▶ **What to work on**: Review the material line by line. Identify and copy every line that contains the string "headerName".

•••••

PR #651, opened 2015-09-04
Assert that authorizer is set when using DataAdapterMixin

ivanvanderbyl:
This PR adds a simple assertion to alert the end developer that they need to add an `authorizer` in their adapter.

### DIFF
--- a/addon/mixins/data-adapter-mixin.js
+++ b/addon/mixins/data-adapter-mixin.js
@@ -30,10 +30,14 @@ export default Ember.Mixin.create({
   session: service('session'),
 
   ajaxOptions() {
+    const authorizer = this.get('authorizer');
     let hash = this._super(...arguments);
     let { beforeSend } = hash;
+
+    Ember.assert("You're using the DataAdapterMixin without specifying an authorizer. Please add `authorizer: 'authorizer:application'` to your adapter.", Ember.isPresent(authorizer));
+
     hash.beforeSend = (xhr) => {
-      this.get('session').authorize(this.get('authorizer'), (headerName, headerValue) => {
+      this.get('session').authorize(authorizer, (headerName, headerValue) => {
         xhr.setRequestHeader(headerName, headerValue);
       });
       if (beforeSend) {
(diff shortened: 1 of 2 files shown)


addon/mixins/data-adapter-mixin.js
```diff
@@ -30,10 +30,14 @@ export default Ember.Mixin.create({
   session: service('session'),
 
   ajaxOptions() {
+    const authorizer = this.get('authorizer');
     let hash = this._super(...arguments);
     let { beforeSend } = hash;
+
+    Ember.assert("You're using the DataAdapterMixin without specifying an authorizer. Please add `authorizer: 'authorizer:application'` to your adapter.", Ember.isPresent(authorizer));
+
```
marcoow: I think this should be done before anything else in this method, e.g. right after `const authorizer = this.get('authorizer');`.

tests/unit/mixins/data-adapter-mixin-test.js
```diff
@@ -39,6 +39,13 @@ describe('DataAdapterMixin', () => {
       expect(hash).to.have.ownProperty('beforeSend');
     });
 
+    it('asserts the presence of authorizer', () => {
+      adapter.set('authorizer', null);
+      expect(function() {
+        adapter.ajaxOptions();
+      }).to.throw(/You\'re using the DataAdapterMixin without specifying an authorizer. Please add `authorizer: \'authorizer:application\'` to your adapter\./);
```
marcoow: Just asserting that it throws is fine, otherwise the test has to be updated whenever the wording of the assertion message changes.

•••••

▶ **Answer**:
-      this.get('session').authorize(this.get('authorizer'), (headerName, headerValue) => {
+      this.get('session').authorize(authorizer, (headerName, headerValue) => {
         xhr.setRequestHeader(headerName, headerValue);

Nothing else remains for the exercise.